Open your project, and search for "Embed this project"










Select the text inside the box there and copy it, then paste into a post. Note that I screen-shotted it on my phone, but it's easier to see and do on a "real computer."


----------



## therealSteveN

Dave, you da Man, thanks buddy.

All I ever use is a "real computer" I cannot fathom all the scrolling needed to use a phone, but it would severely lighten my going on's and on, and on. 

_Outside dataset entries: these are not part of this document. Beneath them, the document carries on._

PR #175, opened 2016-02-08
Update max for date pattern to include this year

### LINKED ISSUE #174: using cursor keys, you can't get 2015 or 2016 in the year input
http://govuk-elements.herokuapp.com/form-elements/example-date/

gemmaleigh:
This should be `2016`, and fixes #174.

cc. @robinwhittleton, @joelanman, @henryhadlow.

### DIFF
--- a/views/snippets/form_date.html
+++ b/views/snippets/form_date.html
@@ -21,7 +21,7 @@
 
       <div class="form-group form-group-year">
         <label for="dob-year">Year</label>
-        <input class="form-control" id="dob-year" name="dob-year" type="number" pattern="[0-9]*" min="0" max="2014">
+        <input class="form-control" id="dob-year" name="dob-year" type="number" pattern="[0-9]*" min="0" max="2016">
       </div>
     </div>
 


joelanman:
does this highlight its a fragile thing to even use? Services would have to remember to update every year - seems likely that it'll sometimes be broken.

henryhadlow:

I'd be like a 2 letter poster, mostly I would say Si…. Everyone would assume I was a Spanish speaker, but it's shorter than Yes, which is like an all day sucker with my digits, like throwing a Cow at a keyboard, usually hit 7 or 8 letters at once.. UIGHUSDHIMSC like that. ))))


----------



## Lazyman

2022 Beer Swap part deux. theRealSteveN has set the new standard in beer shipping for the swap. He packed 10 beers inside this Styrofoam chest (yes, he sent me 10 more beers) and put that in a cardboard box. Other than just normal wear, the box was completely undamaged and the chest also had no dents or other damage. He crammed the beers in tight enough that they could not jostle around in route either. Probably just as important, the beers were actually cool to the touch upon unpacking, unlike the first shipment where the beers all felt to be at least 100°F after sitting in unconditioned trucks and warehouses for a week.









Glamor Shot:








Close Ups:

















Thanks, George. You really did not have to go so overboard.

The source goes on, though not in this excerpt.